Who invented internal combustion: The messy truth about the engine that changed everything

Who invented internal combustion: The messy truth about the engine that changed everything

You probably think of Carl Benz. Or maybe Henry Ford if you’re leaning into the American side of things. But honestly, if you're looking for one single person who invented internal combustion, you’re going to be disappointed. It didn't happen in a "Eureka!" moment in a clean lab. It was a centuries-long, often explosive, and frequently accidental series of failures involving gunpowder, turpentine, and a lot of frustrated Frenchmen.

The internal combustion engine wasn't born. It evolved.

It’s easy to point at a patent date and say, "There, that’s the start." But patents are just paperwork. Before the first piston ever successfully moved a wheel, there were decades of guys trying to figure out how to set things on fire inside a metal tube without blowing themselves up. Most of them failed. Some of them actually succeeded but had terrible marketing. It’s a story of geniuses who died broke and practical tinkerers who got rich by polishing other people's ideas.
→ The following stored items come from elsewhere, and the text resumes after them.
PR #87, opened 2026-08-23
feat(llm): chatCompletion promoted to the shared superset; provider adopts it

yoarajota:
## Shared chat-completion superset — re-raised for review (stacked on #86)

Same content lineage as the previously merged-then-reverted #84, re-raised
so this refactor lands only after maintainer review.

- **Superset primitive** (`packages/shared/src/llm/chat-completion.ts`,
  moved from `packages/eval/src/llm/`): transport retry (`retryCount`,
  transient = timeout / 429 / 5xx / network), **dual timeout** (connect
  AbortController + body-read and error-body-read deadlines raced against
  hard timers that are **cleared on every settle** — no dangling timer
  holds eval CLIs open after the last LLM call), **response-header
  extraction** (lowercased), **typed errors** aligned with the server
  `LLMError` hierarchy (`ChatCompletionHttpError` status+body,
  `ChatCompletionTimeoutError`). json_schema response format with the
  automatic 400/422 → json_object fallback on the same budget slot,
  surfaced as `ChatCompletionResult.schemaFallbackUsed` (the #51-flagged
  degrade is no longer invisible). Body precedence is the provider's:
  named knobs first, then `extraBody` wins, then response_format —
  pinned by tests.
- **`OpenAiCompatibleProvider.generateIntent` adopts the primitive** —
  the transport loop becomes the shared call path; the provider keeps
  packet JSON Schema selection, usage/route accounting, and the LLMError
  boundary wrapping (message parity preserved, incl. `fallbackAttempts`
  net-attempt arithmetic).
- **Judge + narrator follow** from `@perfectman/shared`;
  `LLMJudgeConfig.retryCount` additive — the file's `retryCount` now
  drives transport retries on judge calls (threaded in the eval loader;
  consequently removed from the unconsumed-key warning).
- `@types/node` added to `@perfectman/shared` devDeps. **Lockfile note:
  the delta also re-resolves `@types/ws`'s node types — harmless, but the
  body previously oversold it as "exactly" the one addition.**

Validation: provider suites **31/31** (all 9 adopted-path pins:
result structure/routedModel/fallbackAttempts, config errors, HTTPError,
TimeoutError, json_schema body, json_object force, 400 fallback 2 calls
with net attemptCount 1, malformed-shape fail-fast 1 call, 429 retries
3 calls); **97 files / 1027 tests**, audit 935 its, 0 violations; gate
bench **35 scenarios, signal 100.0%, probe pass 89.9% — PASSED**; both
sweep evidence files byte-identical; env-only judge resolution
byte-identical across 8 profiles.

Merge order: **#86 first** (hard dependency — `retryCount` lives in its
schema).


packages/shared/src/llm/chat-completion.ts
```diff
@@ -0,0 +1,233 @@
...
+          response.status,
+          `${opts.label} HTTP ${response.status}: ${errorText}`,
+          errorText,
+        );
+      }
+
+      // The abort timer stays armed through the body read — response.json()
+      // can hang on a slow stream after headers arrive, so race the body
+      // read against a hard deadline too.
+      const deadline = new Promise<never>((_, reject) =>
```
caiotheodoro: bug: the body-read deadline timer is a bare setTimeout inside the Promise.race and is never cleared — only `timeoutId` is (198). Reproduced against the built package: a call resolving in 0ms held process exit 3002ms with timeoutMs 3000. The deleted eval primitive used AbortSignal.timeout, whose timer is unref'd, so every eval CLI (narrate, calibrate, sweep-*) now sits idle up to 60–90s after its last LLM call before exiting. Capture the deadline timer id and clear it in a finally alongside timeoutId.

packages/shared/src/llm/chat-completion.ts
```diff
@@ -0,0 +1,233 @@
...
+  const timeoutMs = opts.timeoutMs ?? 60000;
+  const url = `${opts.baseUrl.replace(/\/$/, "")}/chat/completions`;
+
+  const body: Record<string, unknown> = {
+    model: opts.model,
+    messages: opts.messages,
+    max_tokens: opts.maxTokens,
+    ...opts.extraBody,
+  };
+  if (opts.temperature !== undefined) body["temperature"] = opts.temperature;
```
caiotheodoro, line 161: risk: behavior change hidden as refactor — temperature is assigned AFTER the `...opts.extraBody` spread, but the old provider spread extraBody last, so a configured `extraBody.temperature` override now silently stops working (while max_tokens keeps the old extraBody-wins order — the two knobs are now inconsistent). No test pins the precedence in either suite. Restore extraBody-wins, or document named-param-wins as the new contract and pin it.

packages/shared/src/llm/chat-completion.ts
```diff
@@ -0,0 +1,233 @@
...
+  if (opts.responseFormatJson) {
```
caiotheodoro: risk: `jsonSchemaFormat` is only consulted inside `if (opts.responseFormatJson)`, but its doc says "takes precedence when set" — a caller passing the schema without the flag silently gets no response_format at all. Today's one caller passes both, but this is now shared public API and the doc misleads the next one. Gate on either flag.

packages/shared/src/llm/chat-completion.ts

The gunpowder phase and the guys you’ve never heard of

Long before gasoline was even a thing, people were obsessed with the idea of using vacuum and pressure. In the late 1600s, a Dutch polymath named Christiaan Huygens—a guy better known for clocks and Saturn’s rings—decided that gunpowder was the answer. He built a machine that used a small explosion to drive air out of a cylinder. When the air cooled, the resulting vacuum pulled a piston down. It worked, kinda. But it wasn't exactly practical for a commute. Using gunpowder to power a machine is basically like trying to use a hand grenade to open a door. It works, but it's a one-time trick that usually ends in a mess.

Then came the 1800s. This is where things get interesting and very French.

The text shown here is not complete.